■ About this exercise: In the data below, find every line that has the string "incorrect", and copy it.

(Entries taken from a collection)
☆ ☆ ☆

PR #3252, opened 2017-05-26
Fix incorrect rendering of multiple same Id

bevanloon:
The current use of `content_tag_for` in the `worldwide_organisation` partial is causing html to be rendered such that we have multiple Ids that are the same on a single page. This is incorrect.

Remove `content_tag_for` and replace it with a hand coded div.
Drop the use of `id` in the div.

The current html being produced will look something like this:

```
<div class="organisation sponsoring-organisation" id="organisation_13">
```

As can be seen on, for example, https://www.gov.uk/government/world/france

The fix will create html like so:

```
<div class="organisation sponsoring-organisation">
```

### DIFF
--- a/app/views/worldwide_organisations/_worldwide_organisation.html.erb
+++ b/app/views/worldwide_organisations/_worldwide_organisation.html.erb
@@ -2,11 +2,11 @@
   <div class="worldwide-organisation-detail">
     <div class="content">
       <% worldwide_organisation.sponsoring_organisations.each do |organisation| %>
-        <%= content_tag_for(:div, organisation, :class => 'sponsoring-organisation') do %>
+        <div class="organisation sponsoring-organisation">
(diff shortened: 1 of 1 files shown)


h-lame:
Does changing the class have any impact?  There are `.organisation` definitions in the css (but I confess I haven't properly searched for to make sure they would actually apply in this case).

bevanloon:
@h-lame I don't think so - at least I couldn't spot any issues. Hopefully @fofr can weigh in with his front end nous. 

Happy to fix the problem a different way though if you think it would be safer? Could drop the `content_tag_for` and just code the raw div up without an `id`. I'm not sure if that has any other implications....

h-lame:
`content_tag_for` is going away in rails 5, so maybe hand coding it would be for the best anyway?

fofr:
IDs look like they were incidental rather than something useful. :+1:

PR #3259, opened 2017-05-31
Send `primary_publishing_organisation` to publishing-api

tijmenb:
This sends the `primary_publishing_organisation` to the publishing-api. It uses the first of the lead organisations to do this.

The field will be indexed in search and used when auditing content.

Tests will fail until https://github.com/alphagov/govuk-content-schemas/pull/622 is deployed.

https://trello.com/c/86sDRf3t

### DIFF
--- a/test/unit/presenters/publishing_api/case_study_presenter_test.rb
+++ b/test/unit/presenters/publishing_api/case_study_presenter_test.rb
@@ -64,7 +64,7 @@ class PublishingApi::CaseStudyPresenterTest < ActiveSupport::TestCase
       presented_item.content[:details].delete(:body)
     )
     assert_equal expected_content[:details], presented_item.content[:details].except(:body)
-    assert_equal expected_links, presented_item.links
+    assert_hash_includes presented_item.links, expected_links
     assert_equal case_study.document.content_id, presented_item.content_id
   end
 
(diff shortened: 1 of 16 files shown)


test/unit/presenters/publishing_api/case_study_presenter_test.rb
```diff
@@ -64,7 +64,7 @@ def present(edition)
       presented_item.content[:details].delete(:body)
     )
     assert_equal expected_content[:details], presented_item.content[:details].except(:body)
-    assert_equal expected_links, presented_item.links
+    assert_hash_includes presented_item.links, expected_links
```
gpeng: Aren't we weakening the test a bit with this? Before it was testing that all of the expected links and only the expected links were being sent and now it is testing that at least the expected links are being sent. We could be sending others that we don't expect and this test still passes?

tijmenb: Yeah, fair question. I suppose the thinking is that a test should only test what it cares about - in this case that the `expected_links` are present. While there _could_ be instances that you want to make sure that the payload matches exactly, I can't really think of a thing that could wrong here. Especially because all the payloads are tested against the content schemas.

gpeng: Fair enough :+1:

tijmenb:
@gpeng green now!

PR #3262, opened 2017-05-31
Apply vertical link padding only to main content of worldwide taxon page

davidbasalla:
Previously the foreign language link would be offset vertically due to the css rules which were introduced for the taxon page. This commit removes the 3px padding from all links and applies it just to the links in the main body, identified by class 'child-topic-contents'.

This is for the new taxon pages that only show for selected countries in the B bucket of the Worldwide A/B test.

☆ ☆ ☆

■ Task solution:
Fix incorrect rendering of multiple same Id
The current use of `content_tag_for` in the `worldwide_organisation` partial is causing html to be rendered such that we have multiple Ids that are the same on a single page. This is incorrect.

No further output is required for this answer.